L’intention artistique que poursuit la musique nouvelle dans ce que l’on désigne aujourd’hui d’un terme fort, mais sans précision, par « mélodie infinie » peut être comprise clairement, si l’on descend dans la mer, perdant peu à peu l’assurance de la marche sur le fond incliné, pour s’abandonner enfin à la merci de l’élément agité: on est forcé de nager. La musique ancienne, celle que l’on faisait jusqu’à présent, dans un va et vient, tantôt maniéré, tantôt solennel, tantôt fougueux, allant soit plus vite soit plus lentement, vous forçait à danser: tandis que la mesure nécessaire, l’observation de certains degrés équivalents de temps et de force, exigeaient, dans l’âme de l’auditeur, une continuelle circonspection: le charme de cette musique reposait sur le jeu réciproque de ce courant froid que produisait la circonspection avec l’haleine chaude de l’enthousiasme musical. — Richard Wagner voulut une autre espèce de mouvement de l’âme, une espèce voisine de la nage et du balancement dans les airs. Peut-être est-ce là l’essentiel dans toute son innovation. Son célèbre procédé d’art,, né de cette volonté et adapté à celle-ci, — la « mélodie infinie » — s’applique à briser toute proportion mathématique de temps ou de forces, il va parfois jusqu’à les narguer et il est fécond dans l’invention d’effets qui sonnent à l’oreille ancienne comme des paradoxes rythmiques et des propos calomnieux.
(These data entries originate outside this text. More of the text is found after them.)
PR #236, opened 2019-07-18
Switch master-firmware to lib/trace

### LINKED ISSUE #235: Migrate master-firmware tracing to lib/trace
So far we have two different tracing systems, which are almost identical. From a quick diff, it appears that the most important difference is that lib/trace is doing platform-specific stuff using functions where master firmware is doing that using preprocessor macro.

As preprocessor macros are harder to integrate in a clean build, I suggest removing the tracing code from master-firmware and using lib/trace.

antoinealb:
Fixes #235


antoinealb:
@Lu-ni please review

PR #237, opened 2019-07-18
ci: Do not distinguish between order & chaos

### LINKED ISSUE #234: Travis build still distinguishes between Order and Chaos

antoinealb:
Nowadays, both robots have the same firmware and only the loaded
configuration is changed at runtime depending on the presence of a
jumper.

Fixes #234 (Travis build still distinguishes between Order and Chaos)

### DIFF
--- a/.travis.yml
+++ b/.travis.yml
@@ -24,9 +24,7 @@ matrix:
         - compiler: gcc
           env: BUILD_TYPE="tests"
         - compiler: gcc
-          env: BUILD_TYPE="build" PLATFORM="master-firmware" ROBOT="order"
-        - compiler: gcc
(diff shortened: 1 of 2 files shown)


antoinealb:
@Lu-ni please review

Lu-ni:
In the past, we were building two different .elf ? I can't find anything on that. But the line you removed suggested it
`make $ROBOT_FLAG`


Otherewise, LGTM !

antoinealb:
Yes, we used to flash two different elf, each only containing strat & config for one robot. It was super error prone so now this is handled at runtime using a microcontroller pin wired to zero on one robot and to 1 on the other.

Il craint la pétrification, la crystallisation, le passage de la musique dans les formes architecturales, — et c’est pourquoi il oppose au rythme à deux temps un rythme à trois temps, et il n’est pas rare qu’il introduise la mesure à cinq et à sept temps, qu’il répète immédiatement la même phrase, mais avec un allongement, pour qu’elle atteigne à une durée double et triple. D’une imitation facile de pareils artifices peut naître un grand danger pour la musique: à côté d’une trop grande maturité du sentiment rythmique guettait toujours, à la dérobée, la décomposition, la dégénérescence du rythme. Ce danger devient surtout très grand lorsqu’une pareille musique s’appuie toujours plus étroitement sur un art théâtral et un langage des gestes tout à fait naturaliste, que nulle plastique supérieure ne guide et ne domine, un art et un langage qui, par eux-mêmes, ne possèdent aucune mesure et qui ne sont, par conséquent, nullement à même de communiquer la mesure à l’élément qui s’adapte à eux, à l’essence trop féminine de la musique.